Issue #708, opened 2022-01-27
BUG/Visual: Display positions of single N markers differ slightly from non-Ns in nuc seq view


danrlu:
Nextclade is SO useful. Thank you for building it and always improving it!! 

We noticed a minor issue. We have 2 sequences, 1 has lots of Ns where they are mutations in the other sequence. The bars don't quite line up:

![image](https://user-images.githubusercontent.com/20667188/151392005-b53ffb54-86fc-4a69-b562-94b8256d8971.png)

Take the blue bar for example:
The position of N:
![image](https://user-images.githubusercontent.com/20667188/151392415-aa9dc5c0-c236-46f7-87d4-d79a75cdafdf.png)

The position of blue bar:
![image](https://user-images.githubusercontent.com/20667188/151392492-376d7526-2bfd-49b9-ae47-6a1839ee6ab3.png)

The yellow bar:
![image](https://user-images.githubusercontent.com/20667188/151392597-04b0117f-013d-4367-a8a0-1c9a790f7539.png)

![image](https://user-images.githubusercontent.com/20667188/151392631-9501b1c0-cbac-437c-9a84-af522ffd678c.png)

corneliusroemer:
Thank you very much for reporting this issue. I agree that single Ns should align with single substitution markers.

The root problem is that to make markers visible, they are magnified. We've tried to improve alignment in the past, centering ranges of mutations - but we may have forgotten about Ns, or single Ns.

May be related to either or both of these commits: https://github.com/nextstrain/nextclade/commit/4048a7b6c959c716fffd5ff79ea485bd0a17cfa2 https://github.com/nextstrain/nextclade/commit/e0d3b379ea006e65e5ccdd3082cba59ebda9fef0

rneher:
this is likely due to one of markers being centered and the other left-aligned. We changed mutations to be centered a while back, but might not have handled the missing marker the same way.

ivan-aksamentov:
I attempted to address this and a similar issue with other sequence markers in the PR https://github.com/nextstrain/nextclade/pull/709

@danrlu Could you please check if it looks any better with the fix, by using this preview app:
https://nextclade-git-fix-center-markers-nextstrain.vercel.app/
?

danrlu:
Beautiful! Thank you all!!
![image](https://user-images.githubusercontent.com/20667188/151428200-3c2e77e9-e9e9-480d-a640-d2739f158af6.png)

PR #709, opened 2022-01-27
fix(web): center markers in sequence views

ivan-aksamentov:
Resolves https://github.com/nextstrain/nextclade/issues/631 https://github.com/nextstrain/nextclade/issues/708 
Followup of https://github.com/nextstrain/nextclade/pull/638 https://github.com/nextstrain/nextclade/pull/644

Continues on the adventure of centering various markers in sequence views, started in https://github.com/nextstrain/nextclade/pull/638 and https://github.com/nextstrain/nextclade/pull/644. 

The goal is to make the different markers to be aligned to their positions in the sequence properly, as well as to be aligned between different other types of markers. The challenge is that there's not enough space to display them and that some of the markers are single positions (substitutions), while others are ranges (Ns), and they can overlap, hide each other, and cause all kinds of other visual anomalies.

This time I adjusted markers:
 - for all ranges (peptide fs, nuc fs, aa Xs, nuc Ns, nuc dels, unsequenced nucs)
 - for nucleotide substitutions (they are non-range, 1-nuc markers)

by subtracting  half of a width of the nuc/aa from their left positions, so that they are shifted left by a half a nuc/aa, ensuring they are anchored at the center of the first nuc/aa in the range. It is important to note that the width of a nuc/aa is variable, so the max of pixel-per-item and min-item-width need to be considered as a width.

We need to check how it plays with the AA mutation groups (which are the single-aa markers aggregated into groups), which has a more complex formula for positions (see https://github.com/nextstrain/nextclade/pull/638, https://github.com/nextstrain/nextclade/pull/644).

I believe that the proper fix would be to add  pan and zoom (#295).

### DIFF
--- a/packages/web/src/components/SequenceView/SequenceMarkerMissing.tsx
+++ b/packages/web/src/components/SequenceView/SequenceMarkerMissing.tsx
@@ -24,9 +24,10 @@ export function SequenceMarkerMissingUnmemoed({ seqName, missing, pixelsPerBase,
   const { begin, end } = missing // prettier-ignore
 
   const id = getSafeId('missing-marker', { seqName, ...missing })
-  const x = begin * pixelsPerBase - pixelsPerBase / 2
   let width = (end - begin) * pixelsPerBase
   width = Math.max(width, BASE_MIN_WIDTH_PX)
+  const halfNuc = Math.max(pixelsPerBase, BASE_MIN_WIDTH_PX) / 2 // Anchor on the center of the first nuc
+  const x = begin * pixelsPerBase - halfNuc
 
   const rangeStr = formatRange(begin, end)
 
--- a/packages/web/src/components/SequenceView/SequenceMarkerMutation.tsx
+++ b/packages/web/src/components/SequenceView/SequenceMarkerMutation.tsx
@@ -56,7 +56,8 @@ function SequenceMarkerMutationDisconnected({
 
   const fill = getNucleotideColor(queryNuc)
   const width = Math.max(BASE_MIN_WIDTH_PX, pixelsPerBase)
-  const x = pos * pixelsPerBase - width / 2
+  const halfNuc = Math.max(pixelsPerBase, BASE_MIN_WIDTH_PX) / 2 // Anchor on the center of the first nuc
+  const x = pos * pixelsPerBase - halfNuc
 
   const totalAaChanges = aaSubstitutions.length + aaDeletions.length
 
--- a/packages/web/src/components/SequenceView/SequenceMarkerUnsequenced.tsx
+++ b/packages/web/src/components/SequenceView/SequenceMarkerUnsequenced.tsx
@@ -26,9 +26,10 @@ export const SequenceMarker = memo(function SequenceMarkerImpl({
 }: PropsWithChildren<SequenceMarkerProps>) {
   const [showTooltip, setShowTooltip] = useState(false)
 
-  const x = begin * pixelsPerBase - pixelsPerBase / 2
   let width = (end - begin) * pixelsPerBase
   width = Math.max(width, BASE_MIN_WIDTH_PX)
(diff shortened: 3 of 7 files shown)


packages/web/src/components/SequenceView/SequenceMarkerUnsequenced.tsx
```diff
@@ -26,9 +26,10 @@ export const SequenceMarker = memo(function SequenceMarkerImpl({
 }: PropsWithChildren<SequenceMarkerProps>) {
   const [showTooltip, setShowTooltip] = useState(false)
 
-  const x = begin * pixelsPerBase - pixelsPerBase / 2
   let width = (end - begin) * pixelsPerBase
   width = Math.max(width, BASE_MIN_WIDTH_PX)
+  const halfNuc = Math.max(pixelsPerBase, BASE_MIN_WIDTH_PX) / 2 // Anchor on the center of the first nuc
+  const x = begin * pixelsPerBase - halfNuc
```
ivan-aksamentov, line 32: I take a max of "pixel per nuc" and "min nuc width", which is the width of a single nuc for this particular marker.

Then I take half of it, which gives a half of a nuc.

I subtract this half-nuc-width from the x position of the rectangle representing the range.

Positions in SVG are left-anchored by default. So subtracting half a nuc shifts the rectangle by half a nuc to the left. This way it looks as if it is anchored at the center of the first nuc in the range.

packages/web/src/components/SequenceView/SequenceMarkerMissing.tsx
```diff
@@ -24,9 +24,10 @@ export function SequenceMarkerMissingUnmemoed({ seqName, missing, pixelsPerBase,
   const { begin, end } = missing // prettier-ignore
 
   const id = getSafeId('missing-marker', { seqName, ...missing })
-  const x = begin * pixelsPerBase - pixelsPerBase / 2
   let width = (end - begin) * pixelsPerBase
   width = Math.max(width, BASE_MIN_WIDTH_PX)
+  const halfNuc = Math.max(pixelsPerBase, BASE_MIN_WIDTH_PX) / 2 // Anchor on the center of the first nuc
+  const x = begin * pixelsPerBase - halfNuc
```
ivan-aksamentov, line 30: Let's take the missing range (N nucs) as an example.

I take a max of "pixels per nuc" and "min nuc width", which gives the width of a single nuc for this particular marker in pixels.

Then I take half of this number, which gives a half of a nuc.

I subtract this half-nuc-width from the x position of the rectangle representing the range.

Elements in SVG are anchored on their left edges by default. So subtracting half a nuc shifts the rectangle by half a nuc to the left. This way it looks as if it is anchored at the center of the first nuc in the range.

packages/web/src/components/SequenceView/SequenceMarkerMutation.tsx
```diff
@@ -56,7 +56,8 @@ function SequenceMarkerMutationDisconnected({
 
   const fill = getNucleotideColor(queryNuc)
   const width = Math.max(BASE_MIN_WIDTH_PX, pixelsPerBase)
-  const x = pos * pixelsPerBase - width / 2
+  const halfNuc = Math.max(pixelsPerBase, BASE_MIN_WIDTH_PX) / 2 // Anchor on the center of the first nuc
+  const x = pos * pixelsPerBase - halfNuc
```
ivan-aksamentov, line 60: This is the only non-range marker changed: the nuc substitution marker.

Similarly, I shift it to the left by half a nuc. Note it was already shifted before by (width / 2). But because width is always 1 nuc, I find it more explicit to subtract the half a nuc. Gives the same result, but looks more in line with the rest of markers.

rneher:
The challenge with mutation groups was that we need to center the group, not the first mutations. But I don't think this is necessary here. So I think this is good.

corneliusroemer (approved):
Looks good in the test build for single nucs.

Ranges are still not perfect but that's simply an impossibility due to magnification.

* _Required action_: Which lines of the entries above contain the string "aligned"? Copy each one.

* _Task output_:
this is likely due to one of markers being centered and the other left-aligned. We changed mutations to be centered a while back, but might not have handled the missing marker the same way.
The goal is to make the different markers to be aligned to their positions in the sequence properly, as well as to be aligned between different other types of markers. The challenge is that there's not enough space to display them and that some of the markers are single positions (substitutions), while others are ranges (Ns), and they can overlap, hide each other, and cause all kinds of other visual anomalies.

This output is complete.